26 Seht die Vögel unter dem Himmel an: sie säen nicht, sie ernten nicht, sie sammeln nicht in die Scheunen; und euer himmlischer Vater ernährt sie doch. Seid ihr denn nicht viel mehr als sie? 27 Wer ist unter euch, der seines Lebens Länge eine Spanne zusetzen könnte, wie sehr er sich auch darum sorgt?
Matthäusevangelium, Kapitel 6.

[listbox:title=Mehr im Netz[Die Fastenaktion "7 Wochen ohne..."##Publikation des Statistischen Bundesamtes: Ältere Menschen in der EU##Informationen der Deutschen Rentenversicherung zur Rente mit 67##Argumente des Deutschen Gewerkschaftsbundes gegen die Rente mit 67]]

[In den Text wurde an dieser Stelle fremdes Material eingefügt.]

PR #1162, opened 2021-03-05
Log error when alias is not found

### LINKED ISSUE #1156: Exception thrown when alias not found from requested url in _Host.cshtml.cs
Before version 2.0.1 works fine. I'm using copy of database from live server for development. Alias of development machine is not present in aliases table. 

_Host.cshtml.cs:
image

hishamco:
Fixes #1156

### DIFF
--- a/Oqtane.Server/Pages/_Host.cshtml.cs
+++ b/Oqtane.Server/Pages/_Host.cshtml.cs
@@ -12,6 +12,7 @@ using Microsoft.AspNetCore.Http.Extensions;
 using Oqtane.Repository;
 using Microsoft.AspNetCore.Localization;
 using Microsoft.Extensions.Configuration;
+using Oqtane.Enums;
 
 namespace Oqtane.Pages
 {
@@ -22,13 +23,15 @@ namespace Oqtane.Pages
         private readonly IAliasRepository _aliases;
         private readonly ILocalizationManager _localizationManager;
         private readonly ILanguageRepository _languages;
+        private readonly ILogManager _logger;
 
         public HostModel(
             IConfiguration configuration,
             SiteState state,
             IAliasRepository aliases,
             ILocalizationManager localizationManager,
-            ILanguageRepository languages)
+            ILanguageRepository languages,
+            ILogManager logger)
         {
             _configuration = configuration;
             _state = state;
@@ -55,6 +58,13 @@ namespace Oqtane.Pages
             {
                 var uri = new Uri(Request.GetDisplayUrl());
                 var alias = _aliases.GetAlias(uri.Authority + "/" + uri.LocalPath.Substring(1));
+                if (alias == null)
+                {
+                    _logger.Log(LogLevel.Error, this, LogFunction.Read, "Site Not Found {Alias}", alias);
+
+                    return;
+                }
+
                 _state.Alias = alias;
 
                 // set default language for site if the culture is not supported


sbwalker:
@hishamco you asked @chlupac how he caused this error to occur - so its not clear to me if you actually tested this code  change before submitting the PR?

hishamco:
@sbwalker I made the PR as draft, I did the fixed according to the issue, but still waiting for @chlupac to mention what are the use cases to raise the issue, coz I did few tests without see the actual exception

chlupac:
@hishamco content of my alias table
```
INSERT INTO mfl.dbo.Alias (AliasId, Name, TenantId, SiteId, CreatedBy, CreatedOn, ModifiedBy, ModifiedOn) VALUES (1, N'cortonso.cz', 1, 1, N'host', N'2020-06-12 10:31:52.930', N'host', N'2020-06-12 10:31:52.930');
INSERT INTO mfl.dbo.Alias (AliasId, Name, TenantId, SiteId, CreatedBy, CreatedOn, ModifiedBy, ModifiedOn) VALUES (5, N'cortonso.cz/en', 1, 3, N'', N'2020-06-12 10:33:01.843', N'host', N'2020-06-12 10:33:02.933');
INSERT INTO mfl.dbo.Alias (AliasId, Name, TenantId, SiteId, CreatedBy, CreatedOn, ModifiedBy, ModifiedOn) VALUES (6, N'www.cortonso.cz/en', 1, 3, N'host', N'2020-11-17 14:59:23.437', N'host', N'2020-11-17 14:59:23.437');
```

sbwalker:
@hishamco originally the framework did not require an explicit Alias mapping... if there was no match it would "fall back" to the first alias in the list. However this is problematic for a number of reasons so it was changed to require explicit mapping. You can reproduce this problem in the latest version by creating a new hostname in your hosts file that maps to your installation but is not explicitly declared in the Alias table. Then if you browse to the hostname, the framework will not find a match and will return Null. 

I believe your code fix looks fine in terms of trapping the error - however your log message is not helpful as it would simply say "Site Not Found null" - which does not help the user at all. 

```
var hostname = uri.Authority + "/" + uri.LocalPath.Substring(1);
...
_logger.Log(LogLevel.Error, this, LogFunction.Read, "No Matching Alias For Hostname {hostname}", hostname);
```

However this will only be useful for administrators who are actually able to login to the system using a valid alias. I think it would also be useful if we displayed a message visible to the interactive user to alert them to the source of problem. Basically the _host.cshtml could display an alert message:

```
<div class="alert alert-danger" role="alert">No Matching Alias For Hostname {hostname}</div>
```

sbwalker:
fixed in #1174

sbwalker:
@hishamco I ran into a couple of issues with the guidance I provided above, so I took the simple approach in my PR.

1. The logger does not work in _host. This is because the logger relies on multi-tenancy in order to figure out where to save the log events. If the alias is not known then it cannot determine the tenant. So I had to remove the logging for now.
2. The _host does not include Bootstrap. This is on purpose, as the Theme pulls in the CSS resources which are needed. So I could not style an alert box - I opted to just display simple text instead.

hishamco:
No problem, the improtant thing that the issue has been fixed, BTW could you pleade check your Gitter I sent a message about the localization resources stuff

Thanks

Issue #1160, opened 2021-03-05
Issue with menu Icon Spacing.


leigh-pointer:
Using the horizontal menu the child sub menu icons are not spaced away from the menu caption.  
![Capture1](https://user-images.githubusercontent.com/9447612/110117430-20581f80-7db9-11eb-9f3f-ee569567f619.PNG)
![Capture2](https://user-images.githubusercontent.com/9447612/110117449-277f2d80-7db9-11eb-9f58-126e31d45483.PNG)

The vertical menu renders the menu item ok
![Capture3](https://user-images.githubusercontent.com/9447612/110117459-29e18780-7db9-11eb-98f4-9f6bf2bef01f.PNG)

hishamco:
I can verify from the UI bug, the PR on the way ...

sbwalker:
fixed in #1163

PR #1163, opened 2021-03-05
Issue with menu Icon Spacing. #1160

leigh-pointer:


hishamco:
Seems I comment in your issue and start a PR without know that you will submit one ;) but seems my PR is much simpler to fix the issue #1164

leigh-pointer:
Capturem
My solutions fixed the menu item and leave the FontIcon as is.

hishamco:
The problem can be fixed by adding a little padding to icon instead of changing else where

sbwalker:
Some thoughts on #1163 and #1164 - which essentially are trying to solve the same problem..

1. FontIcon is a component which is shared by both the Horizontal and Vertical menus - so modifying its behavior does not only affect the rendering of Horizontal submenus - it affects all menu scenarios - which is not preferable. As a result I would tend to endorse @leigh-pointer's approach as the better option.

2. Based on the performance best practices for Blazor, it would seem to indicate that creating micro-components such as FontIcon can be a potential performance issue: https://docs.microsoft.com/en-us/aspnet/core/blazor/webassembly-performance-best-practices?view=aspnetcore-5.0#avoid-thousands-of-component-instances. Perhaps it may be better to remove FontIcon and embed the HTML markup fragment into the menu components.

leigh-pointer:
@sbwalker I will remove FontIcon and embed the HTML markup fragment into the menu components, test the markup locally and PR when ready.

hishamco:
Closing PR #1164 it's in your plate @leigh-pointer ;)

PR #278, opened 2021-08-20
Update asm-processor and diff.py

AngheloAlf:
---


Thar0 (changes requested):
As I've expressed before, I don't believe it's at all necessary to subrepo asm-processor. The only file we use from the repo that needs to be synced with upstream is the python3 script itself. Further, for organizational reasons I believe build.py should sit alongside asm-processor.py, which isn't feasible with a subrepo.

AngheloAlf:
Why build.py can't sit there if the folder is a subrepo?

Thar0:
It stands a high chance of being deleted when updates to the subrepo happen, and manually fixing that every time sounds worse than just manually copying the one file that we need. Not to mention, I believe subrepo folders really should just contain what's in the repo, it just doesn't seem to right to have things in those that aren't part of the associated upstream repo.

AngheloAlf:
I see. I'll undo it then

Thar0 (approved):

EllipticEllipsis (approved):

Kenix3 (approved):

PR #287, opened 2021-09-02
Two minor fixes

EllipticEllipsis:
---

Two very minor things:
- changed the `CC_CHECK` to use `-funsigned-char` since IDO apparently uses unsigned `char`s (we should think about if we want to avoid `char` altogether, but we don't really need to make that change yet since we are nowhere near supporting other compilers).
- Changed `sym_info.py` to print "VROM" and "VRAM" instead of "ROM" and "RAM", since technically it's always been VRAM, and the mapfile (which `sym_info.py` reads to get its data) only knows about VROM. I didn't change the internal variable names since anyone modifying the script hopefully knows enough to distinguish.
- Run the formatter, seems like a few recent PRs missed it.


AngheloAlf (approved):

jpburnett (approved):
lgtm

Kenix3 (approved):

Nicht für morgen sorgen. Das ist leichter gesagt als getan für diejenigen, die sich am Abend vor dem Morgen befinden, und die Nacht dazwischen fürchten: die Zeitspanne zwischen Erwerbsleben und Rente. Drei Menschen zwischen 59 und 61, die bis zur vollen Rente noch drei bis sechs Jahre arbeiten müssten, das aber nicht mehr schaffen werden. Die "Rente mit 67" gilt für diese drei noch nicht – und wäre auch unvorstellbar.

Zenel Sadiku, Kranführer und –ausbilder: "Noch drei Tage unterm Baum sitzen"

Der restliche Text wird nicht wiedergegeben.